Campi di concentramento in Italia: l'internamento di Vittoria Levakovich
Vittoria Levakovich, “zingara” italiana (così vengono chiamati nei documenti ufficiali i rom e i sinti presenti in Italia durante il fascismo), sta scontando il confino sull’isola di Ustica insieme al marito quando l’uomo muore improvvisamente. È il 1940, lo stesso anno in cui l’Italia entra in guerra.
Vittoria è rimasta completamente sola, il suo compagno è morto, parte della sua famiglia sta scontando la pena di “internamento libero” nel comune di Porpetto, in Friuli. Suo figlio Lionello è arruolato nelle file dell’esercito italiano, per prestare servizio in un paese in cui la politica e le istituzioni non intendono considerare gli “zingari” parte del proprio tessuto sociale e della propria storia.
Vittoria viene trasferita in diversi campi di concentramento, prima a Vinchiaturo, in provincia di Campobasso, poi è deportata ad Agnone – nel 1943 – nell’ex convento di San Bernardino. Questo edificio raccoglieva inizialmente ebrei e oppositori politici, poi viene riservato alla detenzione dei soli rom e sinti. Le condizioni di vita in questo campo sono particolarmente dure: non ci sono riscaldamenti né stufette, il vitto è molto scarso, i prigionieri soffrono di malnutrizione e anche le condizioni igienico-sanitarie sono molto precarie.
Durante la prigionia della madre, Lionello è molto preoccupato per le misere condizioni di vita della donna e dal fronte scrive più volte alle istituzioni per chiedere di liberarla. Forse per effetto delle sue preghiere, forse per coincidenza, Vittoria viene scarcerata ma da quel momento di lei non si hanno più notizie nei documenti d’archivio. Si ha testimonianza però delle sorti del figlio, registrato negli elenchi dei deportati nel campo di concentramento nazista di Buchenwald, dove muore a causa di privazioni e sforzi fisici.

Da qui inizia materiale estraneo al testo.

PR #434, opened 2021-10-25
[spack] root: +fftw; Add private PandaRoot recipe

ChristianTackeGSI:
PandaRoot will need the fftw feature in ROOT. So add it to fairsoft-bundle
See: #445

Also add a private pandaroot recipe and environment for internal testing purposes.

Maybe one day we will add something like this to our CI. So that our CI tests whether any changes to FairSoft break PandaRoot.

The current environment builds PandaRoot/dev against FairRoot/dev and FairSoft/dev.

---

In addition this PR contains the current setup needed to install the CI images on our CD machines.

It also starts to add libfftw3-dev to the debian/ubuntu legacy setups. (the containers on cvmfs already have that).

### DIFF
--- a/test/container/CMakeLists.txt
+++ b/test/container/CMakeLists.txt
@@ -6,6 +6,15 @@
 #                  copied verbatim in the file "LICENSE"                       #
 ################################################################################
 
+include(GNUInstallDirs)
+
+if(NOT ${PROJECT_NAME}_CONTAINER_DIR)
+  set(${PROJECT_NAME}_CONTAINER_DIR "${CMAKE_INSTALL_DATADIR}/${PROJECT_NAME_LOWER}/container"
+      CACHE PATH "CI Containers (DATADIR/${PROJECT_NAME_LOWER}/container)")
+endif()
+mark_as_advanced(${PROJECT_NAME}_CONTAINER_DIR)
+set(PROJECT_CONTAINER_DIR "${${PROJECT_NAME}_CONTAINER_DIR}")
+
 add_subdirectory(legacy)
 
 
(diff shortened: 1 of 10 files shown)


test/container/CMakeLists.txt
```diff
@@ -6,6 +6,12 @@
 #                  copied verbatim in the file "LICENSE"                       #
 ################################################################################
 
+include(GNUInstallDirs)
+
+if(NOT DEFINED FairSoft_CONTAINER_DIR)
+  set(FairSoft_CONTAINER_DIR "${CMAKE_INSTALL_DATADIR}/${PROJECT_NAME}")
```
dennisklein: 1. In FairMQ, ODC, etc I named this kind of "project-specific install tree path-component variables" `PROJECT_<component>[_]DIR`. In the very early times I had the concrete project name in there, but then realized it is always the same pattern and in one case was even annoying because I changed the project name capitalization and had to change now all those variables to keep it consistent. If it did not cross your mind before, maybe you want to consider, if `PROJECT_CONTAINER_DIR` would be suitable here, too. But I see a small but significant? difference to the other repos: In this case you allow the user to customize it, in the other repos the user can only customize the `CMAKE_INSTALL_<component>[_]DIR` part.

2.
```suggestion
  set(FairSoft_CONTAINER_DIR "${CMAKE_INSTALL_DATADIR}/${PROJECT_NAME_LOWER}")
```
If we do not have `PROJECT_NAME_LOWER` yet, please define it in the main CMakeLists.txt somewhere near and after the `project()` command (`STRING(TO_LOWER ...` or similar was the command).

dennisklein (changes requested):

test/container/CMakeLists.txt
ChristianTackeGSI: Both should be addressed now.

ChristianTackeGSI:
Just again, ubuntu works at least halfway: https://cdash.gsi.de/viewTest.php?buildid=315944

dennisklein (approved):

La vita di Vittoria Levakovich e della sua famiglia è stata raccontata da Rosa Corbelletto, ricercatrice dell’Università degli Studi di Torino, durante il convegno al Senato che si è tenuto in occasione della Giornata della Memoria: “La deportazione e l’internamento. Storie di donne rom durante il fascismo”.
Durante la ricostruzione della vita di Vittoria, la ricercatrice ha sottolineato l’arbitrarietà dei criteri con cui le istituzioni preposte consideravano la “pericolosità” delle persone deportate, internate e confinate.